On the Geometry of Weak Fuzzy Complex Numbers and Applications to the Classification of Some A-Curves

Abdallah Shihadeh¹, Wael Mahmoud M. Salameh^2,*, Malik Bataineh³, Hassan Al-Tarawneh⁴, Ayman Alahmade⁵, Abdallah Al-Husban⁶

¹Department of Mathematics, Faculty of Science, The Hashemite University, Zarqa 13133, PO box 330127, Jordan

²Faculty of Information Technology, Abu Dhabi University, Abu Dhabi, UAE

³Department of Mathematics and Statistics, Jordan University of Science and Technology, Irbid, Jordan,

⁴Department of Data sciences and Artificial Intelligence, Al-Ahliyya Amman University, Amman, Jordan

⁵Department of Mathematics, College of Science and Art, AlUla branch, Taibah University,Medina, Saudi Arabia

⁶Department of Mathematics, Faculty of Science and Technology, Irbid National University, P.O. Box: 2600 Irbid, Jordan

Emails: abdallaha_ka@hu.edu.jo; wael.salameh@adu.ac.ae; msbataineh@just.edu.jo; H.Altarawneh@Ammanu.edu.jo; aaahmdi@taibahu.edu.sa; dralhosban@inu.edu.jo

Abstract

The concept of A-curves is considered as a novel application of real field extensions in solving some algebraic vectorial equations defined by Euclidean norms.
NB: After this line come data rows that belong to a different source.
PR #171, opened 2023-12-27
Coaddition Pipeline

guynir42:
The coaddition pipeline is similar to the top-level pipeline. 
It can be initialized from the config file or using overrides from `kwargs`. 
It then accepts either a list of images or a time range (with both start and end date optional, we can set reasonable defaults for them) + a filter, section ID and coordinates (or target).
If using time range/filter/coordinates it will look for all the images within that range and pull them up to make the coadd. 

The pipeline will output a coadded image that has source extraction, PSF extraction, astro/photo calibration all done on it. 

It can then be saved either as a combined science image (e.g., nightly/weekly science coadds) or as a reference image.


guynir42:
@rknop this is ready for review.

default_config.yaml
```diff
@@ -123,6 +123,37 @@ astromatic:
...
+      multi_image_method: median
+      feather_width: 2
+      rescale_method: median
+      single_image_method: biharmonic
+      ignore_flags: 0
+  extraction:
+    measure_psf: true
+    threshold: 3.0
+    method: sextractor
+  astro_cal:
```
rknop, line 144: For the things that also have general settings (extraciton, astro cal, photo cal), it'd be good if in the config we had a way of saying "just use the general settings for coadd".  It's nice to have the ability to customize it and use something different for coadd, but it'll be a pain to have to change things in two places if you do want to use the same parameters.

improc/alignment.py
```diff
@@ -392,8 +392,10 @@ def run( self, source_image, target_image ):
                 target_wcs.provenance,
             ],  # this does not really matter since we are not going to save this to DB!
         )
-        warped_image.provenance.update_id()
-        warped_image.header['original_image_id'] = source_image.id  # add this only for aligned images for verification
+        warped_image.provenance_id = warped_image.provenance.id  # make sure this is filled even if not saved to DB
+        warped_image.header['original_image_id'] = source_image.id
```
rknop, line 396: I liked the "additional_data" suggestion you had on the previous PR, or some other name besides "header" (to avoid confusion with raw_header).  Make this an Issue if you haven't already, because it's not worth trying to find and fix all of the instances of header in this current PR.

pipeline/astro_cal.py
```diff
@@ -234,7 +238,7 @@ def _run_scamp( self, ds, prov, session=None ):
                 _logger.info( f"Failed to solve for WCS with maxmag {maxmag}, trying the next one." )
 
         if not success:
-            raise RuntimeError( "_run_scamp failed to find a match." )
+            raise RuntimeError( f"_run_scamp failed to find a match. Exceptions that were raised: {exceptions}" )
```
rknop, line 241: This could potentially be a very long error message....

pipeline/coaddition.py
```diff
@@ -404,13 +422,18 @@ def run(self, images):
...
+
         output.is_coadd = True
         output.new_image = None
 
+        if aligned_images is not None:
+            output.aligned_images = aligned_images
+
         if self.pars.method == 'naive':
-            outim, outwt, outfl = self._coadd_naive(images)
+            outim, outwt, outfl = self._coadd_naive(output.aligned_images)
```
rknop, line 434: If you leave the aligned_images parameter to run as None, how does output.aligned_images get filled?  It looks to me like it doesn't.

pipeline/coaddition.py
```diff
@@ -424,3 +447,171 @@ def run(self, images):
...
+        self.coadder = Coadder(**coadd_config)
+
+        # source detection ("extraction" for the regular image!)
+        extraction_config = self.config.value('coaddition.extraction', {})
+        extraction_config.update(kwargs.get('extraction', {'measure_psf': True}))
+        self.pars.add_defaults_to_dict(extraction_config)
+        self.extractor = Detector(**extraction_config)
+
+        # astrometric fit using a first pass of sextractor and then astrometric fit to Gaia
+        astro_cal_config = self.config.value('coaddition.astro_cal', {})
```
rknop, line 487: The comment I made above in the config yaml file.  You could put a line here that if astro_cal_config is (say) the string "default", then run astro_cal_config = self.config.value( 'astro_cal', {} )

pipeline/coaddition.py
```diff
@@ -424,3 +447,171 @@ def run(self, images):
...
+
+        self.datastore = None  # use this datastore to save the coadd image and all the products
+
+        self.aligned_images = None  # use this to pass in already aligned images
+
+    def parse_inputs(self, *args, **kwargs):
+        """Parse the possible inputs to the run method.
+
+        The possible input types are:
+        - a list of Image objects
```
rknop, line 506:
```suggestion
        - a list of Image objects
        - two lists of Image objects (where the second list are aligned images corresponding to the first list)
```

pipeline/coaddition.py
```diff
@@ -424,3 +447,171 @@ def run(self, images):
...
+            args = args[0]
+        # check if any remaining args are not Image objects
+        for arg in args:
+            if not isinstance(arg, Image):
+                raise ValueError('All unnamed arguments must be Image objects. ')
+
+        images = args
+
+        if len(images) > 0:
+            return images  # TODO: maybe instead allow the kwargs to filter down the list of Images?
```
rknop, line 551: It seems a little weird to store the aligned_images in self, but then return images and require the caller to store in self.  Why not just store the images in self.images instead of returning the images, so that the two are treated the same way?

pipeline/coaddition.py
```diff
@@ -424,3 +447,171 @@ def run(self, images):
...
+
+        # TODO: this feels like it could be a useful tool, maybe need to move it Image class?
```
rknop, line 553: Agreed.

rknop (approved):
This one seems pretty straightforward (given the pipeline structure you put together long ago).

A few smallish comments; feel free to either address them here before merging, or make an Issue as appropriate.

The only comment I'm a little worired about is the one on line 434 of coaddition.py.  (It's not clear how output.aligned_images gets set if you don't pass aligned_images.)

default_config.yaml
guynir42: I've made the coaddition pipeline load the generic parameters first, and override them with the "coaddition" keys.

improc/alignment.py
guynir42: Created an issue.

pipeline/astro_cal.py
guynir42: Better to have a long error than nothing.

pipeline/coaddition.py
guynir42: The `output` image is generated from a list of upstream images, and has, in its provenance, an "alignment" parameter dictionary. Using those the output image can lazy-calculate aligned images. 
The ability of the pipeline to accept aligned images as an optional input is to skip this calculation and save runtime if you already have the aligned images (e.g., when you cache them in tests).

pipeline/coaddition.py
guynir42: added an issue for this.

pipeline/coaddition.py
guynir42: Agreed.

PR #174, opened 2023-12-31
Subtraction Pipeline

guynir42:
Integrate the subtraction algorithm (currently ZOGY) with the pipeline in general. 

This includes: 
- [x] Make sure the reference image gets loaded automatically for a new image. 
- [x] Create a subtraction image from the reference and new, including the alignment parameters. 
- [x] Run the chosen subtraction algorithm and make sure the outputs are saved in the subtraction image. 
- [ ] Provide a datastore with the subtraction image already created, for the next part of the algorithm.


guynir42:
@rknop there's more work to do on subtraction, and cleanup of some of the other issues we've found along the way, but I think this stands on its own for review. 

We are officially back to the same timeline and can return to normal working procedures...

models/provenance.py
```diff
@@ -294,7 +294,7 @@ def update_id(self):
         superdict = dict(
             process=self.process,
             parameters=self.parameters,
-            upstream_hashes=self.upstream_hashes,
+            upstream_hashes=self.upstream_hashes,  # this list is ordered by upstream ID
```
rknop, line 297: Do we want to order it by upstream ID, or by the order they're stored in the index fields?

pipeline/data_store.py
```diff
@@ -136,6 +136,11 @@ def parse_args(self, *args, **kwargs):
         Can initialize based on exposure and section ids,
         or give a specific image id or coadd id.
 
+        If given an Image that is already loaded with related products
+        (SourceList, PSF, etc.) then these will also be added to the
+        datastore's attributes, to be checked against Provenance in the
+        usual way when the relevant getter is called (e.g., get_sources).
```
rknop, line 142: With all the related products being stored in the Image object, I'm less clear on what the data_store does for us.  I know it has the various methods for saving things and adding them to the database, but at this point might it make more sense just to put all of those in Image?

pipeline/subtraction.py
```diff
@@ -36,6 +44,79 @@ def __init__(self, **kwargs):
...
+        outwt: np.ndarray
+            The weight image for the difference
+        outfl: np.ndarray
+            The flag image for the difference
+        score: np.ndarray
+            The ZOGY score image (the matched-filter result)
+        zogy_psf: np.ndarray
+            The ZOGY PSF image (the matched-filter PSF)
+        """
+        pass
```
rknop, line 118: I thought I remembered seeing a ZOGY implementation in an earlier PR; where was that?  Why not use it here?

rknop: (But, in any event, probably a good idea to throw a NotImplementedError rather than just pass.)

pipeline/subtraction.py
```diff
@@ -47,39 +128,61 @@ def run(self, *args, **kwargs):
...
+                    raise NotImplementedError('Hotpants not implemented yet')
+                elif self.pars.method.lower() == 'zogy':
+                    outim, outwt, outfl, score, psf = self._subtract_zogy(new_image, ref_image)
+                else:
+                    raise ValueError(f'Unknown subtraction method {self.pars.method}')
+
+                sub_image.data = outim
+                sub_image.weight = outwt
+                sub_image.flags = outfl
+                if 'score' in locals():
```
rknop, line 182: This kind of thing always scares me; if later we're editing code above in this function, we could well create a local variable named 'score'.  I'd feel better of the `self._subtract_*` methods returned a dictionary rather than an unnamed tuple, and then we could look for keys in that dictionary.

rknop (approved):
This mostly looks fine.  I think we would be better served to have the subtraction methods return a dictionary rather than an unnamed tuple; see the comment in subtraction.py.

models/provenance.py
guynir42: I don't know what index fields is, in this context. 

I think the Provenance's ID is the only reasonable way to sort these. There could be many provenances (of the same type or different types) that go into this hash, and we must make sure the order of the provenances is consistent, even if they were produced in a different order (as long as they are the same set).

pipeline/data_store.py
guynir42: I thought about this, too. I think the datastore still does some complicated work for us. 
So here's what the Image can do: it can, if it has upstream_images and a provenance, load the correct products for each of the upstream images. It can also align them. 

The datastore can fetch not only upstream images, it can fetch the image for an exposure, data products for a single image (if they exist), the reference for an image. These all require non-trivial provenance logic. I am not sure it is a good idea to swap it for the Image object. I will have to think more on this. 

I am also going to add some failure modes to the data store, adding to the complexity of pushing all of this into the Image.

pipeline/subtraction.py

In this paper, we present a novel insight through the classification of A-curves by illustrating many new semi-module isomorphisms between the direct product of weak fuzzy complex numbers with itself and the direct product of classical Euclidean vector spaces multiplied by itself. These isomorphisms will give us a full classification of A-curves that are related to weak fuzzy complex ring. Also, we provide many examples to explain the contribution of our work.

Keywords: weak fuzzy complex number; weak fuzzy complex vector space; A-curve; vectorial equation.